In the space of a few months the European currency zone has gone back to the levels of disorder that ruled in the early 1980s. A core of currencies, representing substantially less than half of Western Europe's GDP, are still operating nominally with the ERM as a discipline but actually as part of the DM bloc.

For the moment the franc is within that bloc, but French membership does not make the bloc 'European', or even Franco-German. The mark is still the dominant currency. If it were not the Bundesbank's decision on the scale of the cut in German interest rates would not be so crucial to the franc.

Meanwhile, the whole of the rest of Europe, whether formally still in the ERM or not, is in practice floating. Not only sterling and the lira are doing so.

Consider the peseta. Formally it is still part of the ERM, but in practice it is floating, because every time there is a determined speculative attack it finds itself devalued. At some stage in the months ahead there is no reason why a speculative attack in the other direction will not cause it to be revalued, if that is what the markets deem necessary.

For such currencies membership of the ERM may have some influence on the timing of exchange rate adjustments, but that is all.

Reduced to its simplest, then, the ERM is now explicitly a German currency bloc, run by the Bundesbank, and the rest of Europe is running a floating rate system. The experiment of the late 1980s and early 1990s of using the ERM to glue currencies together has failed.

Yet the need to give some discipline to European exchange rates should hardly be in dispute. It is not just that markets make mistakes, pushing currencies hither and thither in response to little more than fashion. Given the integration of the Western European economy, there is a powerful case for trying to insert a little glue into the system.

This happened quite successfully for world currencies for four years after the Louvre accord in 1987, which established target zones for the dollar, yen and DM. It is difficult to hold together the currencies of such diverse economies as Japan, the US and Germany. It should be rather easier for the integrated economies of Western Europe.

And that is the way the development of the ERM will go in the coming months. At the end of the year, under the Maastricht treaty, Europe will set up a new European Monetary Institute, the purpose of which is to prepare the way for a European central banking system.

If the battle to 'save' the franc is lost this week, the EC central bank governors can press ahead with the creation of the institute but give it the explicit task of drawing up revised rules for a new-style ERM.

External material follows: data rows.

PR #16323, opened 2025-01-13
Feat(suite-native): add icon and regenerate them

Lemonexe:
## Description

- Fix `generateIcons.js` script and regenerate icons for mobile.
- Add `wrench` icon to mobile ([this figma](https://www.figma.com/design/eKie94qfryjTHEnR8jfmgk/Security-checks?node-id=4060-2927&t=mcAFWgpq7GU1EFka-4) requires it, all other icons in this figma are already present) 
- Some icons were automatically synced


suite-common/icons/generateIcons.js
```diff
@@ -1,7 +1,6 @@
 /* eslint-disable import/no-extraneous-dependencies */
 
-import chalk from 'chalk';
```
Lemonexe, line 3: node runs this script as CJS because that's how this package specifies, but crashed because of `import`. Node  automatically reruns it as ES, but that crashed at other parts  (`require('fs')`, `__dirname`).
Perhaps this used to work with node20? :thinking:
At any case it doesn't work now..
Changing to pure CJS fixes it (and it's consistent with package.json)

matejkriz:
There is one more step that is temporary needed if you do any native change (and regeneration of icons is native change) and that is bumping of `runtimeVersion`. Would you mind if I add here one more commit with that change? It will be hopefully soon not needed and replaced by automatic fingerprint check.

matejkriz (approved):
The icons don't seem broken and I can now use the wrench 🔧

If, on the other hand, the franc is 'saved' and the tensions continue, as they will, the job of the institute will be more difficult. It will have to manage a dual role - giving order to a rump ERM that will be repeatedly attacked by the markets, and setting up a system to reduce the scale of the fluctuations of the other Western European currencies. But in the end the second function will be the more important, for it affects a larger economic area.

If the European Monetary Institute does its job well it will lead not so much to a common European currency but to a Europe where it does not really matter whether there is a common currency or not. If it is to be a success, the institute will have to encourage common financial policies - low public sector deficits, low inflation - and, if it succeeds there, the various European countries will achieve low interest rates and their currencies will have much greater stability than they have today.

Ten years from now the break-up of the ERM, which took place over a 12- or 18-month period starting in September 1992, will be seen as a prelude to the new set of common rules for managing European currencies that will be established in the second half of the 1990s. If the DM-franc rate is broken this week, Europe can make a slightly earlier start on those rules.